Now it’s so easy being a single person, being alone, to fall into the trap of going for the quick fix, going for that feeling of intimacy that we all desire so much, to go into friendships with people without thinking at all what they’re like inside, to move into physical relationships with members of the opposite sex because we need that feeling within of security. And we can get that for an hour, maybe a day or two, moving into relationships that aren’t really based on any kind of commitment. But if we do that, what happens? If we don’t have to discipline, to sit back, to think about what we are doing and use our heads and not just what we feel in our insides. What happens is that we form relationships that on the external, on the very sensual level, are formed together and bonded, but within you may be miles apart from the other person. And people can move into relationships where, on the external bonds are created, emotions come up, where people are together and stuck together as it were, but on the inside they have nothing in common. They have no real or genuine affection from within, and it`s such a hard thing to break. And it causes so much pain.

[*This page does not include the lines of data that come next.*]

PR #495, opened 2023-02-16
Refactor aliases

ap0nia:
## Summary
- moved some files in the root of `src` into `src/lib` to keep a cleaner profile
- updated all relative imports to point to the right place
- re-ordered some of the imports to be in compliance with [eslint's import/order guidelines](https://github.com/import-js/eslint-plugin-import/blob/main/docs/rules/order.md)

## Notes
- set base as `refactor-root-structure` so there's less files changed
- once this has been reviewed, I'd like to merge it into `refactor-root-structure` and then merge `refactor-root-structure` into `finality-reset` without review


ap0nia:
I'm gonna go ahead and merge it since nothing substantial changed except for some files being moved to lib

All the Lord’s teachings about leading an orderly life, the way He’s set it up, are there for helping us. They are not there just simply to tell us what to do and if we don’t do it we are going to be hurt. No. Think about that. He gives us those teachings so that we can be happy. That’s the only reason, so that we can be with Him.

Now, love isn’t all giving. And if you think that Christian love means to give and give and give and be used and be hurt, you are wrong. Christian love is not being the martyr. What good does it do if you are giving and giving to someone who’s always taking and taking from you and hurting you, what good does it do? Does it do you any good? No. It doesn’t do you any good. You are being hurt. Does it do the other person any good? No. They continue on being selfish. They continue on hurting themselves by that selfishness. Christian love sometimes says, No. And if you will believe it, Christian love not only benefits, it sometimes punishes. It looks to the end in view. It looks to be the most good thing to do, the most useful thing to do. And if you really love someone and they are hurting themselves and you by using you, the best thing is to say, No. That’s Christian love.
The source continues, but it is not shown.